Yeah, this is not about randomly flashing someone in the eyes, this is about STOPPING AN ATTACKER for a moment to buy reaction time. As Solscud mentioned, it buys a delay period of a second or so that you can use to your advantage.

In an attack situation, If I hit the guy in the eyes to buy that hesitation...I do NOT stay in one place, or hold the light at the same orientation to my body. Once I hit them, I hold the light out to my side so that if they DO try something, they are like the bull charging the cape.



As at that point they were ALREADY potentially charging like a bull, hence my desire to make them hesitate/give me time to take appropriate counter measures...this is a very good analogy. If all they see is the light, and that's where they are charging, I at least have moved my center of mass off center from their target point.
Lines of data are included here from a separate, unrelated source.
PR #3543, opened 2024-04-05
Manage concurrency of high-memory processes

zaneselvans:
# Overview

This PR follows on #3541 

* Tag additional high memory (>4GB peak) processes
* Dial down the parallelism of Numpy's linear algebra
* Increase the allowed concurrency of high memory processes, since we can be more confident about limiting their overall number with more complete tagging.

## Limiting concurrency of high memory ops

The nightly build machine has no swap, and 4GB of memory per CPU (16 CPUs, 64 GB of memory, as on all "highmem" instances). Some of the assets in our DAG use significantly more memory that that, and sometimes a few of them stack on top of each other and they run out of memory, crashing the process and causing the ETL to fail.

After a lot of time running individual assets and watching the per-process memory consumption while the ETL was running locally, it seems like there aren't *that* many assets / ops using significantly more than 4GB of memory peak. Here's a checklist of the ones I identified, with the highest memory usage I observed. The ones checked off have been tagged as high memory usage:

- [x] 11.0 GB, `raw_eia930__all_dfs.concat_pages` (just the concatenation is big!)
- [x] 7.9 GB, `core_eia860m__generators`
- [x] 7.2 GB, `_out_ferc714__georeferenced_counties`
- [x] 7.2 GB, `out_ferc714__summarized_demand`
- [x] 7.2 GB,  `compute_distance_with_year_penalty` (in FERC to FERC matching)
- [x] 6.0 GB, `out_ferc714__hourly_planning_area_demand`
- [x] 5.7 GB, `out_eia__yearly_plant_parts`
- [x] 5.0 GB, `out_eia__yearly_generators_by_ownership`
- [x] 4.8 GB, `raw_gridpathratoolkit__aggregated_extended_solar_capacity`
- [x] 4.7 GB, `out_gridpathratoolkit__hourly_available_capacity_factor`
- [x] 4.7 GB, `out_ferc714__hourly_estimated_state_demand`
- [x] 4.6 GB,  `out_pudl__yearly_assn_eia_ferc1_plant_parts`
- [x] 4.6 GB, `match_orphaned_records` (in FERC to FERC matching)
- [x] 4.0 GB, `_out_ferc714__hourly_demand_matrix`
- [x] 4.0 GB, `core_epacems__hourly_emissions.process_single_year`

The peak memory usage of the EIA930 extraction is very high, but also very brief -- it's only high during the concatenation of the dataframes after they've all been extracted. But that op is buried inside the `raw_df_factory` that's used for many of our CSV / Excel extractors, so we would need a way to selectively pass in the highmem tag, and ideally be able to apply it only to the concatenation step if appropriate.

## Numpy CPU contention

The other resource contention that we're maybe dealing with happens when we're imputing the hourly demand timeseries in the FERC-714 data. This process makes heavy use of Numpy's linear algebra functionality, which in turn depend on the BLAS and LAPACK libraries, which are multi-threaded and by default use all available CPUs. This behavior can be modulated by setting an environment variable `$OMP_NUM_THREADS` which might reduce the contention between that asset and all the other things running at the same time. Note that the linear algebra is not memory intensive, so this is a separate issue from the above high memory usage.

For reasons I don't understand, setting $OMP_NUM_THREADS=4` locally seems to cut the time to impute the hourly demand in half! At least when run in isolation. It cuts the observed CPU usage for that op from 400-600% down to 150-200%. I'll run the full ETL with this limit changed and see what overall impact it has on the runtime.

```[tasklist]
# To-do list
```

### DIFF
--- a/src/pudl/extract/extractor.py
+++ b/src/pudl/extract/extractor.py
@@ -262,13 +262,18 @@ class GenericExtractor(ABC):
         return all_page_dfs
 
 
-@op
+@op(tags={"memory-use": "high"})
 def concat_pages(paged_dfs: list[dict[str, pd.DataFrame]]) -> dict[str, pd.DataFrame]:
     """Concatenate similar pages of data from different years into single dataframes.
 
     Transform a list of dictionaries of dataframes into a single dictionary of
     dataframes, where each dataframe is the concatenation of dataframes with identical
     keys from the input list.
+
+    For the relatively large EIA930 dataset this is a very memory-intensive operation,
+    so the op is tagged with a high memory-use tag. For all the other datasets which use
+    this op, the time spent concatenating pages is very brief, so this tag should not
+    impact the overall concurrency of the DAG much.
 
     Args:
         paged_dfs: A list of dictionaries whose keys are page names, and values are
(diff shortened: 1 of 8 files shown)


src/pudl/extract/extractor.py
```diff
@@ -262,14 +262,19 @@ def extract(self, **partitions: PartitionSelection) -> dict[str, pd.DataFrame]:
         return all_page_dfs
 
 
-@op
+@op(tags={"memory-use": "high"})
```
zaneselvans, line 265: Only the EIA-930 concatenation is truly high memory (11GB!) but the other concatenations are extremely brief, so adding this concurrency limit to them incidentally should have very minor impacts on the overall DAG.

jdangerx (approved):
🧯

I can also simply turn the light OFF when they are close, as their vision will not be recovered enough to compensate, and, they will simply continue towards where the light was last. If attempting to fire, that is also where they are most likely to aim...where the light was last. 

This is one reason I like a floody beam, in addition to their head, I want to see which way their hands and belt buckles are going, etc...to anticipate dodges and weapon use, etc....and why I like if the light doesn't need to scroll to an off position.

As mentioned above, attackers target the vulnerable....and avoid savvy targets as higher risk. If you have a response to their attack that is OTHER THAN cowering/rolling into a ball, etc...they re-assess whether you might hurt THEM. They don't want to get hurt...they would much rather come up behind an unsuspecting victim, and whack them in the back of their head, knocking them out...and then take what they want with no chance of being identified later, etc.

The TV versions where they face you and ask for your wallet are rare...although the newbs might do that, and, then have to kill you once they realize you can ID them, or, not think about it, and simply get ID'd/go to court later, etc.


----------



## fishndad (Jun 3, 2012)

Man.TEEJ.You sure have a way of exlpaining things. I think if you wrote a book say" Flashlights for Dummies "with a brick
insie(that way i could smack them over the head after they have read it of course).Some folks might finally get it.
I will try ,humbly of course to back up what you said,You would use the light to very quickly blind your attacker and run.
IF you are incapable of running.If you are backed into a corner or are otherwise screwed.Then god may be on your side.
Myself i am prepared and trained to use lethal force.But I do pray from time to time that I will never have to live with a decision baring those circumstances.


----------



## lightfooted (Jun 4, 2012)

Interesting how this thread got a bit derailed there for a bit...also interesting how it basically started because someone who supposedly deals with that kind of stuff daily on the job couldn't just say "Well we aren't all like that..." and then dropped it. (To be clear, I'm not saying you are like that)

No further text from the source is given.